Figure 6.

FGFR2 interacts with HIF-1α and HIF-2α in the nucleus. (a) DU145 and PC3 cells were incubated in hypoxia for 8 hours and whole cell lysates (WCL) were fractionated into cytosolic (Cyt) and nuclear (Nu) compartments. These fractions were subjected to immunoblotting with the indicated antibodies. (b) Representative immunofluorescence images. DU145 and PC3 cells were grown on coverslips and subjected to hypoxia for 8 hours. Samples were then fixed with 4% paraformaldehyde, and stained with the indicated antibodies. All samples were stained with DAPI to visualize nuclei.
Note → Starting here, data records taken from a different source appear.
PR #454, opened 2023-02-09
JKBMS Bluetooth - added battery details

mr-manuel:
- added: capacity
- added: MOS temperature
- added: charging switch status
- added: discharging switch status
- added: balancing switch status
- added: show if balancing is active and which cells are balancing
- added: cell imbalance alert

### DIFF
--- a/etc/dbus-serialbattery/battery.py
+++ b/etc/dbus-serialbattery/battery.py
@@ -53,10 +53,12 @@ class Battery(object):
         self.soc = None
         self.charge_fet = None
         self.discharge_fet = None
+        self.balance_fet = None
         self.cell_count = None
         self.temp_sensors = None
         self.temp1 = None
         self.temp2 = None
+        self.temp_mos = None
         self.cells = []
         self.control_charging = None
         self.control_voltage = None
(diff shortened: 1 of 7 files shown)


baranator:
One suggestion: From the jkbms you can read `["settings"]["balance_trigger_voltage"]` maybe use this value (and a multiple of this value) rather than fixed values like 0.05 and 0.1 ?

mr-manuel:
That‘s a good idea. I‘m currently still gaining experience at which point the cell voltage difference is critical. What would you say when the cell difference should be warning and critical?

baranator:
> That‘s a good idea. I‘m currently still gaining experience at which point the cell voltage difference is critical. What would you say when the cell difference should be warning and critical?

Same here. No idea.

Critical-value however could be the one the bms has set as its trigger `["settings"]["balance_trigger_voltage"]` . And warning? maybe half that value?

mr-manuel:
Regarding the cell voltage difference I found now that 5% of the maximum cell voltage or 200 mV are considered as critical.
So I would use 200 mA or 5% of OVP as critical and 120 mA or 3% of OVP as warning. Over Voltage Protection is fetched from the BMS.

The scale bar represents 10 μm. (c) HEK293T were co-transfected with FGFR2-FLAG and HA-HIF-1α (or HIF-2α), and incubated under normoxic or hypoxic conditions for 8 hours. Cell lysates were subjected to immunoprecipitation with IgG, anti-FLAG, or anti-FGFR2, and the bound proteins were immunoblotted with the indicated antibodies. The blots of bound HA and bound HIF-2α were quantified using ImageJ (right panel). * denotes p < 0.05 between the indicated groups. (d) DU145 and PC3 cells were incubated under normoxic or hypoxic conditions for 8 hours. Cell lysates were subjected to immunoprecipitation with IgG or anti-FGFR2, and the bound proteins were immunoblotted with the indicated antibodies.